“Árbol clavado
en la tierra al que se aproxima un
incendio”. La premio Nobel polaca Wislawa
Szymborska supo crear imágenes poderosas,
capaces de revelar la realidad, en pocas y
sencillas palabras. Sus poemas hablan de las
cuestiones más trascendentes, pero en un
entorno cotidiano, “un entorno de paz
vulnerable y amenazada”, como escribe
Mercedes Monmany en la presentación de
Instantes (Ediciones Igitur).
La cita viene
a cuento de la angustia que producen los
recortes que se anuncian en los presupuestos
de Educación de este país. No hace ni cinco
meses que el presidente del Gobierno,
Mariano Rajoy, en su discurso de
investidura, aseguró solemnemente que “la
España del futuro dependerá de nuestro
sistema educativo”. Habló de lo mucho que
había que cambiar para, entre otras cosas,
reducir el abandono educativo temprano y
elevar la formación de los alumnos.
Cinco meses
después, lo único que está realmente claro
es que la educación en España va a sufrir un
recorte inmediato de 3.623 millones de euros
(más de medio billón de las antiguas
pesetas) en solo un año. Las comunidades
autónomas, que tienen transferidas las
competencias, deberán rebajar 3.000 millones
y el Gobierno central otros 623 millones (el
21,9% respecto a 2011), a la espera del
recorte que haya que sumar en el presupuesto
de 2013.
El sistema
educativo español está clavado en la tierra
mientras se le aproxima el incendio. Ninguna
de las medidas anunciadas pretende impedir
el abandono escolar prematuro (el número de
alumnos que fracasa en la secundaria es ya
superior al 30%, una de las cifras más altas
en la Unión Europea) ni mejorar la
formación, sino, simple y directamente,
rebajar el coste.
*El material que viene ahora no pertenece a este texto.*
PR #1552, opened 2017-05-04
 [CI] Add SemaphoreCI 

atbore-phx:
This PR adds SemaphoreCI as new CI platform.

### DIFF
--- a/.semaphoreci/tests.sh
+++ b/.semaphoreci/tests.sh
@@ -1,0 +1,5 @@
+#!/usr/bin/env bash
+set -e
+
+make test-unit && make test-integration
+make -j${N_MAKE_JOBS} crossbinary-default-parallel
--- a/.semaphoreci/vars
+++ b/.semaphoreci/vars
@@ -1,0 +1,17 @@
+#!/usr/bin/env bash
+set -e
+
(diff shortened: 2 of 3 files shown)


.semaphoreci/vars
```diff
@@ -0,0 +1,17 @@
+#!/usr/bin/env bash
+set -e
+
+export secure='btt4r13t09gQlHb6gYrvGC2yGCMMHfnp1Mz1RQedc4Mpf/FfT8aE6xmK2a2i9CCvskjrP0t/BFaS4yxIURjnFRn+ugQIEa0pLspB9UJArW/vgOSpIWM9/OQ/fg8z5XuMxN6Md4DL1/iLypMNSageA1x0TRdt89+D1N1dALpg5XRCXLFbC84TLi0gjlFuib9ibPKzEhLT+anCRJ6iZMzeupDSoaCVbAtJMoDvXw4+4AcRZ1+k4MybBLyCib5boaEOt4pTT88mz4Kk0YaMwPVJyg9Qv36VqyUcPS09Yd95LuyVQ4+tZt8Y1ccbIzULsK+sLM3hLCzxlmlpN3dQBlZJiiRtQde0mgGAKyC0P0A1XjuDTywcsa5edB+fTk1Dsewz9xZ9V0NmMz8t+UNZnaSsAPga9i86jULbXUUwMVSzVRc+Xgx02liB/8qI1xYC9FM6ilStt7rn7mF0k3KbiWhcptgeXjO6Lah9FjEKd5w4MXsdUSTi/86rQaLo+kj+XdaTrXCTulKHyRyQEUj+8V1w0oVz7pcGjePHd7y5oU9ByifVQy6sytuFBfRZvugM5bKHo+i0pcWvixrZS42DrzwxZJsspANOvqSe5ifVbvOkfUppQdCBIwptxV5N1b49XPKU3W/w34QJ8xGmKp3TFA7WwVCztriFHjPgiRpB3EG99Bg='
+
+export REPO='containous/traefik'
+
+if VERSION=$(git describe --exact-match --abbrev=0 --tags);
```
timoreimann: I'm not 100% sure this will work as expected if the git sub-command produces an error. Can you double check that the script will do the right thing then?

What are you trying to achieve here actually?

.semaphoreci/vars
```diff
@@ -0,0 +1,17 @@
...
+then
+  export VERSION
+else
+  export VERSION=''
```
timoreimann: It might be more elegant to set `VERSION` where appropriate and export it once after the if statement.

timoreimann:
Merged too soon. :-(

Please consider my comments post-mergem. :-)

.semaphoreci/tests.sh
```diff
@@ -0,0 +1,5 @@
+#!/usr/bin/env bash
+set -e
+
+make test-unit && make test-integration
```
emilevauge: As the infra is supposed to be a lot faster, we want to try without first :)

.semaphoreci/vars
atbore-phx: hi @timoreimann, on travis you have a built-in env variable "VERSION: $TRAVIS_TAG" on semaphore seems you haven't https://semaphoreci.com/docs/available-environment-variables.html
so i would retry the git tag and export the variable version.
When the tag is not present you got an error and you export an empty string (it can be useful if we want add a conditional check on release)

PR #1554, opened 2017-05-04
feat(github): push force PR branch.

ldez:
### Description

Like cpr, rmpr but for push force the branch.

### DIFF
--- a/.github/pfpr.sh
+++ b/.github/pfpr.sh
@@ -1,10 +1,10 @@
 #!/usr/bin/env bash
 #
-# git config --global alias.rmpr '!sh .github/rmpr.sh'
+# git config --global alias.pfpr '!sh .github/pfpr.sh'
 
 set -e # stop on error
 
-usage="$(basename "$0") pr -- remove a Pull Request local branch & remote"
+usage="$(basename "$0") pr -- Push force a Pull Request branch"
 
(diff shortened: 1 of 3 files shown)


.github/pfpr.sh
```diff
@@ -0,0 +1,24 @@
+#!/bin/sh
```
timoreimann: Should be `#!/usr/bin/env bash`.

.github/pfpr.sh
```diff
@@ -0,0 +1,24 @@
...
+command -v jq >/dev/null 2>&1 || { echo "I require jq but it's not installed.  Aborting." >&2; exit 1; }
+
+set -x # echo on
+
+initial=$(git rev-parse --abbrev-ref HEAD)
+pr=$1
+remote=$(curl -s https://api.github.com/repos/containous/traefik/pulls/$pr | jq -r .head.repo.owner.login)
+branch=$(curl -s https://api.github.com/repos/containous/traefik/pulls/$pr | jq -r .head.ref)
+
+git push -f $remote $pr--$branch:$branch
```
timoreimann: `-f` should be `--force-with-lease`.

.github/pfpr.sh
ldez: I've fixed all "github" scripts.

PR #1558, opened 2017-05-05
prefere yarnpkg over yarn

Stibbons:
to avoid conflict with Hadoop Yarn cli.

I don’t know the best practice, but i do
have Apache Yarn installed on my machine, so
I get this conflict. Of course this conflict does
not arised when building within the docker.

see https://github.com/yarnpkg/yarn/issues/2337
Signed-off-by: Gaetan Semet <gaetan@xeberon.net>

### DIFF
--- a/webui/readme.md
+++ b/webui/readme.md
@@ -21,6 +21,9 @@ make generate-webui  # Generate static contents in `traefik/static/` folder.
 
 - prerequisite: [Node 4+](https://nodejs.org) [yarn](https://yarnpkg.com/)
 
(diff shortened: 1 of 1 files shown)


emilevauge:
Hi @Stibbons, thanks for your PR :)
Few questions:
1/ What is the need of modifying the Dockerfile here? 
2/ For the sake of simplicity, I would prefer mentioning the issue in the readme, without replacing `yarn` by `yarnpkg`.

Stibbons:
Indeed, modifying the dockerfile is not mandatory.
I also agree to only notify this issue in the readme. It's just I spend a few minutes understanding why `yarn` was complying with aweful java stack trace :)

No cubrir las bajas de
docentes durante las dos primeras semanas,
aumentar los alumnos por aula y subir el
número de horas de clase que imparten los
profesores perjudica la calidad de la
enseñanza y solo desde el cinismo se puede
decir que es posible llevar adelante un
recorte presupuestario de estas proporciones
sin acarrear graves consecuencias para todo
el sistema.
Reducir el
presupuesto para becas (un 11,6% menos) y
endurecer los criterios para poder
conseguir, y mantener, esas ayudas es un
disparate. Si la mayoría de los ministros,
banqueros, diputados, presidentes de
comunidades, periodistas o empresarios de
este país solo hubiera podido estudiar sus
carreras universitarias aprobando cada año
el 90% de sus asignaturas, muchos no
estarían hoy en el gabinete, ni en los
tribunales ni en las empresas. Es muy
posible que la mayoría de ellos haya tenido
unos padres capaces de pagarles las
matrículas, pero, por pura decencia,
deberían mostrarse algo avergonzados a la
hora de defender unos listones que ellos
mismos hubieran sido incapaces de superar.
La realidad es
que “la España del futuro” no es ni
remotamente una prioridad en este país. Los
niños y jóvenes de hoy, con menos incentivos
y ayudas para proseguir su formación que los
niños franceses, alemanes o italianos, van a
ser quienes paguen el agujero que ha
provocado una crisis puramente financiera,
es decir, relacionada con cuestiones
bancarias y grandes negocios mercantiles.
Como si estuviéramos en el siglo XIX. Y
frente a todo ello, la sociedad española
parece mirarles sin fuerza ni capacidad para
defenderles. En lugar de considerar que la
crisis exige un mayor esfuerzo en educación
y en investigación, en lugar de volver a
llevar a la escuela a los muchachos y
muchachas que abandonaron la secundaria en
busca de un empleo que hoy ya no existe, la
sociedad acepta casi sin rechistar su
sacrificio.
“No hay razón
para aceptar doctrinas creadas para mantener
el poder y los privilegios, ni para creer
que estamos obligados a respetar
desconocidas y misteriosas leyes sociales.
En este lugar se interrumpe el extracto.